Retroviral infection
Retroviral expression vectors are plasmid-based shuttle vectors that contain deleted versions of the viral genome. The recombinant viral shuttle vector needs to be stably-transfected into a special cell line that constituitively expresses the viral reverse transcriptase and capsid proteins. Several improvements in the use of retroviral vectors have made them commercially available, however, NIH Biosafety precautions for viruses must be used in the laboratory.


Retroviral expression vectors provide an efficient gene transfer method for expressing cloned genes in appropriate host cells. Non-replicating recombinant retroviral stocks can be made by stably transfecting a retrovirus packaging cell line with recombinant retroviral vector using liposome-mediated transfection. Retroviral expression systems can be used for both transient and stable transfection strategies.

Transient Transfection Assays

For many types of gene expression assays, it is possible to transfect cell lines with an appropriate reporter gene, and then collect the data 24-48 hours later. Relative to the generation time of most cell lines (~16-24 hours), this represents a relatively short time period between DNA transfection and cell harvesting, and hence the term "transient" transfection.


Transient transfection protocols need to be optimized for each cell type being analyzed due to inherent differences in DNA uptake efficiencies.

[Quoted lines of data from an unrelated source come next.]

PR #731, opened 2023-05-17
Fix bugs in corner cases of `tree_reduce`

magnatelee:
`tree_reduce` wasn't correctly handling cases where the input is produced by a single task.


csadorf (approved):
Looks good and can confirm that it resolves the issue I faced.

PR #735, opened 2023-05-23
Don't pass UCX options when we know we're not using it

manopapad:


legate/driver/command.py
```diff
@@ -413,7 +413,10 @@ def cmd_eager_alloc(
 def cmd_ucx(
     config: ConfigProtocol, system: System, launcher: Launcher
 ) -> CommandPart:
-    return ("-ucx:tls_host", "rc,tcp,cuda_copy,cuda_ipc,sm,self")
+    if config.multi_node.ranks > 1 and "ucx" in install_info.networks:
+        return ("-ucx:tls_host", "rc,tcp,cuda_copy,cuda_ipc,sm,self")
```
SeyedMir, line 417: This is not needed anymore.

legate/driver/launcher.py
```diff
@@ -186,16 +187,18 @@ def _compute_env(self) -> tuple[EnvDict, set[str]]:
...
-        env["UCX_RC_TX_POLL_ALWAYS"] = "y"
-
-        # Link to the UCX bootstrap plugin, in case Realm is using UCX
-        env["REALM_UCP_BOOTSTRAP_PLUGIN"] = str(
-            system.legion_paths.legion_lib_path / "realm_ucp_bootstrap_mpi.so"
-        )
+        if config.multi_node.ranks > 1 and "ucx" in install_info.networks:
+            # UCX-related environment variables
+            env["UCX_CUDA_COPY_MAX_REG_RATIO"] = "1.0"
+            env["UCX_MULTI_LANE_MAX_RATIO"] = "1.0"
```
SeyedMir, line 193: Let's remove this one too, i.e., not set `UCX_MULTI_LANE_MAX_RATIO`

legate/driver/command.py
bryevdv: Just clarifying: `cmd_ucx` can then be removed entirely?

legate/driver/launcher.py
```diff
@@ -186,16 +187,18 @@ def _compute_env(self) -> tuple[EnvDict, set[str]]:
...
+            env["UCX_IB_RCACHE_PURGE_ON_FORK"] = "n"
+            env["UCX_RC_TX_POLL_ALWAYS"] = "y"
+
+            # Link to the UCX bootstrap plugin
+            env["REALM_UCP_BOOTSTRAP_PLUGIN"] = str(
+                system.legion_paths.legion_lib_path
+                / "realm_ucp_bootstrap_mpi.so"
+            )
```
bryevdv, line 201: Maybe time to think about splitting `_compute_env` up into `env_nccl`, `env_ucc`, etc but no need to do that in this PR.

bryevdv (approved):
LGTM modulo question about removing `cmd_ucx`

legate/driver/command.py
SeyedMir: yes, at this point we can remove `cmd_ucx` everywhere in that file.

manopapad: 9d95834957301e54eaa9bfecc25e407e7d3cf6fe

legate/driver/launcher.py
manopapad: 9d95834957301e54eaa9bfecc25e407e7d3cf6fe

PR #737, opened 2023-05-25
Load Legate .so's using RTLD_GLOBAL, so they're included in dlopen(NULL)

manopapad:
@rohany please confirm this fixes your LLVM JIT loading issue


rohany:
yup, this works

In the example shown below, the electroporation conditions of 250V and 1180 mF would be chosen as optimal for efficient transient transfection of this cell type.

Stable DNA Transfection

Stable DNA transfection of cell lines is basically done the same way that transient transfections are, with the exception that stable integration of the transfected DNA needs to be positively selected for by including a marker gene on the expression vector. Most often the marker gene encodes an enzyme that inhibits the function of a toxic compound. A description of the most commonly used dominant selectable marker genes for stable transfection of eukaryotic cell lines is given below.

Regulated Expression Systems

An important molecular genetic strategy for studying the cellular function of cloned genes, is to use an expression vector that contains a transcriptionally-regulated promoter. One of such regulated expression system was developed by Manfred Gossen and Hermann Bujard. Their strategy uses the tetracycline-resistance operon of the E. coli Tn10 transposon to control the expression of genes that have been cloned downstream of a promoter containing tetracycline receptor (TetR) binding sites.



The "Tet-off" system is repressed in the presence of the tetracycline analogue doxycycline. The VP16 transcriptional activation domain (VP) is derived from the herpes simplex virus VP16 protein.

In the "Tet-on" system, the DNA binding domain of the Tet-on regulator (rTetR) contains mutations that convert it from a repressor that only binds DNA in the absence of ligand, to a ligand-dependent DNA binding protein.

The use of RNAi for gene silencing requires the production of double strand RNA molecules of ~500 bp in length. It has been found that some regions of the target transcript work better as RNAi molecules than others. How is this dsRNA prepared and what might account for the variability in efficacy across a region of mRNA?



What are the advantages and disadvantages of using transient transfection versus stable transfection strategies to study gene function?



How are most immortalized cell lines established and what characteristic phenoytpe of these biological reagents limits their usefulness for cell-specific studies?



What two steps are required to generate a useful Tet-regulated stable cell line? What parameter of tetracycline regulation in any given stable cell line is the most desireable? How is this optimized?